The Film Group
- Industry: Film production
- Founded: 1964
- Founders: Mike Gray Jim Dennett
- Defunct: 1973
- Headquarters: Chicago, Illinois, United States

= The Film Group =

The Film Group was a Chicago commercial film production company that made television commercials and political documentaries in the late 1960s and early 1970s. Filmmakers associated with the Film Group include Mike Gray, William Cottle, Howard Alk, Mike Shea, and Chuck Olin. The majority of their films reside at Chicago Film Archives within The Film Group Collection and Chuck Olin Collection.

Over its approximately ten-year existence from 1964-1973 the company went through a variety of name, location, and personnel changes. Mike Gray and Lars Hedman created Hedman Gray Inc. in 1964 and were located at Hedman's photography studio on 3325 West Huron in Chicago, Illinois. In early 1966 they added photographer Mike Shea. They changed the name of the company to Hedman Gray Shea Inc. and opened an 11,000 square foot state of the art production facility at 430 West Grant Place and soon after changed their name to the Film Group. At that point Hedman was the president, Shea was the director of photography, and Gray was the writer/producer. Right after the move to Grant Place they hired James Dennett as a production manager, William Cottle as the business manager and financial backer, and Chuck Olin as salesman. Hedman left the company by the end of 1966 and Shea left in 1967. Gray then took over as cameraman. Cottle left in 1969 and the company changed its name to Mike Gray Associates and moved to 120 West Kinzie. The company was dissolved in 1973 with Gray's move to California.
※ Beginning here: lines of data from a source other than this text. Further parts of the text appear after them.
PR #6715, opened 2021-04-08
Add `trace_segment_ref_limit_per_span` configuration mechanism to avoid OOM

zifeihan:
### Add `trace_segment_ref_limit_per_span` configuration mechanism to avoid OOM

There maybe an exception in some plugins, which causes the span to fail to exit, which results in the ThreadLocal not being cleaned up, and this data of TraceSegmentRef is increasing. This configuration will constrain the memory size occupied by TraceSegmentRef and avoid OOM. Note that this configuration is only used to avoid oom, and cannot solve the problem that ThreadLocal cannot be cleaned from the root cause.


wu-sheng:
It will be hold until 8.5.0 release tagged.

CHANGES.md
```diff
@@ -33,6 +33,7 @@ Release Notes.
 * Fix bug that asynchttpclient plugin does not record the response status code.
 * Fix spanLayer is null in optional plugin(gateway-2.0.x-plugin gateway-2.1.x-plugin).
 * Support @Trace, @Tag and @Tags work for static methods.
+* Add `trace_segment_ref_limit_per_segment` configuration mechanism to avoid OOM.
```
wu-sheng, line 36: We need to clear the changelog for 8.6.0

apm-sniffer/apm-agent-core/src/main/java/org/apache/skywalking/apm/agent/core/context/ids/DistributedTraceIds.java
```diff
@@ -37,6 +38,13 @@ public void append(DistributedTraceId distributedTraceId) {
         if (relatedGlobalTraces.size() > 0 && relatedGlobalTraces.getFirst() instanceof NewDistributedTraceId) {
             relatedGlobalTraces.removeFirst();
         }
+        /*
+         * There maybe an exception in some plugins, which causes the span to fail to exit,
+         * which results in the ThreadLocal not being cleaned up, and this data is increasing.
+         */
+        if (relatedGlobalTraces.size() >= Config.Agent.TRACE_SEGMENT_REF_LIMIT_PER_SEGMENT) {
```
wu-sheng, line 45: Check the codes of `getRelatedGlobalTraces`, it seems we need one reference here only?

apm-sniffer/apm-agent-core/src/main/java/org/apache/skywalking/apm/agent/core/context/trace/TraceSegment.java
```diff
@@ -89,6 +89,13 @@ public void ref(TraceSegmentRef refSegment) {
         if (refs == null) {
             refs = new LinkedList<>();
         }
+        /*
+         * There maybe an exception in some plugins, which causes the span to fail to exit,
+         * which results in the ThreadLocal not being cleaned up, and this data is increasing.
+         */
+        if (refs.size() >= Config.Agent.TRACE_SEGMENT_REF_LIMIT_PER_SEGMENT) {
```
wu-sheng, line 96: Similar to https://github.com/apache/skywalking/pull/6715/files#r610564498, check the code, please.

wu-sheng:
If you want to avoid ref-OOM, take a look at `AbstractTracingSpan#refs`, which is the real place hosting the reference obj

zifeihan:
> If you want to avoid ref-OOM, take a look at `AbstractTracingSpan#refs`, which is the real place hosting the reference obj

Get it, I will try to optimize this.

apm-sniffer/apm-agent-core/src/main/java/org/apache/skywalking/apm/agent/core/conf/Config.java
```diff
@@ -66,6 +66,12 @@
          */
         public static String IGNORE_SUFFIX = ".jpg,.jpeg,.js,.css,.png,.bmp,.gif,.ico,.mp3,.mp4,.html,.svg";
 
+        /**
+         * The max number of TraceSegmentRef in a single span. Through this config item, SkyWalking keep your application
+         * memory cost estimated.
```
wu-sheng, line 71:
```suggestion
         * The max number of TraceSegmentRef in a single span to keep memory cost estimatable.
```

apm-sniffer/apm-agent-core/src/main/java/org/apache/skywalking/apm/agent/core/context/trace/TraceSegment.java
```diff
@@ -38,30 +38,15 @@
...
 
-    /**
-     * The <code>relatedGlobalTraces</code> represent a set of all related trace. Most time it contains only one
-     * element, because only one parent {@link TraceSegment} exists, but, in batch scenario, the num becomes greater
-     * than 1, also meaning multi-parents {@link TraceSegment}. <p> The difference between
-     * <code>relatedGlobalTraces</code> and {@link #refs} is: {@link #refs} targets this {@link TraceSegment}'s direct
-     * parent, <p> and <p> <code>relatedGlobalTraces</code> targets this {@link TraceSegment}'s related call chain, a
-     * call chain contains multi {@link TraceSegment}s, only using {@link #refs} is not enough for analysis and ui.
-     */
-    private DistributedTraceIds relatedGlobalTraces;
```
wu-sheng, line 64: You removed important comments but add nothing. You need to fix this.

apm-sniffer/apm-agent-core/src/main/java/org/apache/skywalking/apm/agent/core/context/trace/TraceSegment.java
```diff
@@ -86,19 +70,14 @@ public TraceSegment() {
...
     }
 
     /**
-     * Establish the line between this segment and all relative global trace ids.
+     * Establish the line between this segment and the relative global trace id.
      */
-    public void relatedGlobalTraces(DistributedTraceId distributedTraceId) {
-        relatedGlobalTraces.append(distributedTraceId);
+    public void relatedGlobalTrace(DistributedTraceId distributedTraceId) {
+        this.relatedGlobalTraceId = distributedTraceId;
```
wu-sheng, line 80: Check how old logic works, this overriding is incorrect.

apm-sniffer/apm-agent-core/src/main/java/org/apache/skywalking/apm/agent/core/context/trace/TraceSegment.java
```diff
@@ -86,19 +70,14 @@ public TraceSegment() {
      * @param refSegment {@link TraceSegmentRef}
      */
     public void ref(TraceSegmentRef refSegment) {
-        if (refs == null) {
-            refs = new LinkedList<>();
-        }
-        if (!refs.contains(refSegment)) {
-            refs.add(refSegment);
-        }
+        this.traceSegmentRef = refSegment;
```
wu-sheng, line 73: Check how old logic works, this overriding is incorrect.

apm-sniffer/apm-agent-core/src/main/java/org/apache/skywalking/apm/agent/core/context/trace/TraceSegment.java
```diff
@@ -172,7 +154,7 @@ public SegmentObject transform() {
 
     @Override
     public String toString() {
-        return "TraceSegment{" + "traceSegmentId='" + traceSegmentId + '\'' + ", refs=" + refs + ", spans=" + spans + ", relatedGlobalTraces=" + relatedGlobalTraces + '}';
+        return "TraceSegment{" + "traceSegmentId='" + traceSegmentId + '\'' + ", traceSegmentRef=" + traceSegmentRef + ", spans=" + spans + ", relatedGlobalTraceId=" + relatedGlobalTraceId + '}';
```
wu-sheng, line 157: Remove `relatedGlobalTraceId` from `toString`, as it only keeps one.

apm-sniffer/apm-agent-core/src/main/java/org/apache/skywalking/apm/agent/core/context/trace/TraceSegment.java
```diff
@@ -38,30 +38,15 @@
...
-    /**
-     * The <code>relatedGlobalTraces</code> represent a set of all related trace. Most time it contains only one
-     * element, because only one parent {@link TraceSegment} exists, but, in batch scenario, the num becomes greater
-     * than 1, also meaning multi-parents {@link TraceSegment}. <p> The difference between
-     * <code>relatedGlobalTraces</code> and {@link #refs} is: {@link #refs} targets this {@link TraceSegment}'s direct
-     * parent, <p> and <p> <code>relatedGlobalTraces</code> targets this {@link TraceSegment}'s related call chain, a
-     * call chain contains multi {@link TraceSegment}s, only using {@link #refs} is not enough for analysis and ui.
-     */
-    private DistributedTraceIds relatedGlobalTraces;
+    private TraceSegmentRef traceSegmentRef;
```
wu-sheng, line 47: Why rename? And put a duplicated `traceSegment` in the name?

apm-sniffer/apm-agent-core/src/main/java/org/apache/skywalking/apm/agent/core/context/trace/AbstractTracingSpan.java
```diff
@@ -301,6 +302,13 @@ public void ref(TraceSegmentRef ref) {
         if (refs == null) {
             refs = new LinkedList<>();
         }
+        /*
+         * There maybe an exception in some plugins, which causes the span to fail to exit,
+         * which results in the ThreadLocal not being cleaned up, and the refs data is increasing.
```
wu-sheng, line 307:
```suggestion
         * Provide the OOM protection if the entry span hosts too many references.
```
You should not do coding for bugs. This OOM protection could happen w/o bug, such as consuming 1k+ message as a batch, isn't it?

apm-sniffer/apm-agent-core/src/main/java/org/apache/skywalking/apm/agent/core/context/trace/TraceSegment.java
```diff
@@ -39,13 +39,13 @@
...
-     * The refs of parent trace segments, except the primary one. For most RPC call, {@link #refs} contains only one
+     * The refs of parent trace segments, except the primary one. For most RPC call, {@link #traceSegmentRef} contains only one
      * element, but if this segment is a start span of batch process, the segment faces multi parents, at this moment,
-     * we use this {@code #refs} to link them.
+     * we only related the first parent TraceSegment.
      * <p>
      * This field will not be serialized. Keeping this field is only for quick accessing.
      */
-    private List<TraceSegmentRef> refs;
+    private TraceSegmentRef traceSegmentRef;
```
wu-sheng, line 48: Again, why rename?

apm-sniffer/apm-agent-core/src/main/java/org/apache/skywalking/apm/agent/core/context/trace/TraceSegment.java
```diff
@@ -39,13 +39,13 @@
     private String traceSegmentId;
 
     /**
-     * The refs of parent trace segments, except the primary one. For most RPC call, {@link #refs} contains only one
+     * The refs of parent trace segments, except the primary one. For most RPC call, {@link #traceSegmentRef} contains only one
      * element, but if this segment is a start span of batch process, the segment faces multi parents, at this moment,
-     * we use this {@code #refs} to link them.
+     * we only related the first parent TraceSegment.
```
wu-sheng, line 44:
```suggestion
     * we only cached the first parent segment reference.
```

apm-sniffer/apm-agent-core/src/main/java/org/apache/skywalking/apm/agent/core/context/trace/TraceSegment.java
```diff
@@ -121,16 +116,19 @@ public String getTraceSegmentId() {
...
     }
 
-    public boolean hasRef() {
-        return !(refs == null || refs.size() == 0);
-    }
-
+    /**
+     * For testing use only.
+     */
     public List<TraceSegmentRef> getRefs() {
```
wu-sheng, line 122: Why this API doesn't change? You are optimizing the implementation, you should clear the legacy codes once for all. Otherwise, people are going to be confused when reading this next time.

zifeihan: done.

apm-sniffer/apm-agent-core/src/main/java/org/apache/skywalking/apm/agent/core/context/trace/AbstractTracingSpan.java
zifeihan: done.

apm-sniffer/apm-agent-core/src/main/java/org/apache/skywalking/apm/agent/core/context/trace/TraceSegment.java
zifeihan: fixed.

apm-sniffer/apm-agent-core/src/main/java/org/apache/skywalking/apm/agent/core/context/trace/TraceSegment.java
zifeihan: done

apm-sniffer/apm-agent-core/src/main/java/org/apache/skywalking/apm/agent/core/context/trace/TraceSegment.java
```diff
@@ -39,13 +38,13 @@
     private String traceSegmentId;
 
     /**
-     * The refs of parent trace segments, except the primary one. For most RPC call, {@link #refs} contains only one
+     * The refs of parent trace segments, except the primary one. For most RPC call, {@link #ref} contains only one
      * element, but if this segment is a start span of batch process, the segment faces multi parents, at this moment,
-     * we use this {@code #refs} to link them.
+     * we only cached the first parent segment reference.
```
wu-sheng, line 43:
```suggestion
     * we only cache the first parent segment reference.
```

apm-sniffer/apm-agent-core/src/main/java/org/apache/skywalking/apm/agent/core/context/trace/AbstractTracingSpan.java
```diff
@@ -301,6 +302,12 @@ public void ref(TraceSegmentRef ref) {
         if (refs == null) {
             refs = new LinkedList<>();
         }
+        /*
+         * Provide the OOM protection if the entry span hosts too many references.
+         */
+        if (refs.size() >= Config.Agent.TRACE_SEGMENT_REF_LIMIT_PER_SPAN) {
```
wu-sheng, line 308:
```suggestion
        if (refs.size() == Config.Agent.TRACE_SEGMENT_REF_LIMIT_PER_SPAN) {
```
What is the case should be `>`? Unless there is a bug here, or faces face condition, but actually race condition is a bug

zifeihan: Fixed.

wu-sheng (approved):
LGTM. @kezhenxu94 @ascrutae Do a recheck please.

kezhenxu94 (approved):
LGTM

ascrutae (approved):
LGTM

From 1965 to 1972 they made TV commercials for national and local clients including Eli Lilly and Company, Montclair cigarettes, Hills Bros Coffees, Mogen David, Sara Lee, WBIB TV, Aunt Jemima, Blue Cross Blue Shield, Illinois Bell, Quaker Oats, Chicago Tribune, Kentucky Fried Chicken, and Sears. They also made longer sponsored films for clients that are closer to their documentary work including A Matter of Opportunity (1970) and 8 Flags for 99 Cents (1970).

Their documentary films include the two features- American Revolution II (1969) and The Murder of Fred Hampton (1971). The two films are closely related and document the unrest of the 1968 Democratic National Convention, follow the Chicago chapter of the Black Panthers, and refute the city of Chicago's media cover up of Fred Hampton’s death. In 1969 they released a seven part educational film series Urban Crisis and the New Militants in an attempt to update the educational film genre. This series includes the 1966 film Cicero March, which was added to the National Film Registry in 2013.